Никита: Рантайм — это полноценная JVM, в JVM очень много всего есть — треды, рефлексия, синхронизация, сборка мусора, управление памятью, — это здоровые куски, они очень сложные. Они местами гораздо более нетривиальные, чем компилятор. Ту же синхронизацию эффективно реализовать может не каждый компиляторный инженер в нашей команде. А если ты в GC где-то ошибся, то все плохо, так как там отладка не работает. Там отладка никакая невозможна, ты сидишь и медитируешь по ночам, отлаживаешь во сне, что там случилось.

Олег: Видел, что Шипилёв писал, например, всякие визуализации работы Шинанды. И у него была такая отладка, там цветом показывалось, как перемещаются блоки. И вы наверняка можете вставить GDB в нативный код.
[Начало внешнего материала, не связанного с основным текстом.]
PR #232, opened 2022-02-11
Polychord 1.20.0

williamjameshandley:
This branch aligns cobaya with the latest version of polychord (1.20.0), as well as instantiating some functionality which was present in 1.18.2 (e.g. variable nlive, nprior and maximisation).

### DIFF
--- a/cobaya/samplers/polychord/polychord.py
+++ b/cobaya/samplers/polychord/polychord.py
@@ -82,7 +82,7 @@ class polychord(Sampler):
             if getattr(self, p) is not None:
                 setattr(self, p, NumberWithUnits(
                     getattr(self, p), "d", scale=self.nDims, dtype=int).value)
-        self._quants_nlive_units = ["nprior"]
+        self._quants_nlive_units = ["nprior","nfail"]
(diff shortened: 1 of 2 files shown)


JesusTorrado:
@williamjameshandley  Any chance of a minor release in the next few days, including the `__version__` variable that had not been added yet for the v1.20 tag?

It would be quite useful: with the new PR #237 users would get a warning at runtime that they need to install the new PolyChord version (they will have 1.18.2 installed at that point). Otherwise they'll get a non-descriptive error after they update Cobaya, if they haven't run `cobaya-install`.

williamjameshandley:
Any possibility we could work #233 and #231 into the next cobaya release? I have tested them quite thoroughly locally. In particular cobaya does not work out-of-the-box without #231

williamjameshandley:
I've now created a 1.20.1 release (the version number in `cobaya/samplers/polychord/polychord.py` will need to be updated)

JesusTorrado:
Thanks!

#231 for sure. #233 in the next minor (I need to think about being able to use the external priors as such).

Иван: Конечно, мы так и делаем. У рантаймщиков и компиляторщиков немного отличаются подходы к разработке, отладке и т.д. Например, т.к. компиляторы у нас написаны на managed-языках Java/Scala, то и разрабатывать и (чаще всего) отлаживать их можно прям из IDEA, что очень удобно и здорово. В рантайме же у тебя только два союзника — GDB и отладочная печать.

Никита: Но, кстати, можно писать unit-тесты на рантайм, и их тоже можно отлаживать в Идее!

Иван: Угу. Но и в целом немного менталитет отличается при разработке компилятора и рантайма. Я бы сказал, что в рантайме главная сложность в том, насколько много всего может происходить одновременно, это нужно понимать и даже чувствовать. Это такое странное ощущение времени и жизни всей JVM. В компиляторе по-другому, но тоже очень интересно. Мы недавно с Пашей Павловым это обсуждали, и он очень круто сформулировал: в компиляторе сложности другого рода, они возникают из-за «комбинаторного взрыва возможных состояний и ситуаций из-за (зачастую совершенно неочевидной) скрытой сложности мат. модели».

В общем, это два таких очень разных мира, но в сумме составляющих одно целое — собственно, всю JVM.

Олег: Вы с какой части баррикад находитесь?

Иван: Я рантаймщик.

Никита: Я компиляторщик. Но в последнее время я делаю продуктовые фичи. Та же поддержка Spring Boot означает, что нужно практически все компоненты JET немножко потрогать, чтобы всё заработало.

Иван: Если нужно, то мы погружаемся в чужие компоненты и что-то там делаем. Кроме того, есть люди, которые ни с какой стороны баррикад, они полноценные гибриды — полукомпиляторщики и полурантаймщики. Например, мы сейчас делаем новый JIT, и это полноценная работа с обеих сторон баррикад. Его и в компиляторе, и в рантайме нужно запускать.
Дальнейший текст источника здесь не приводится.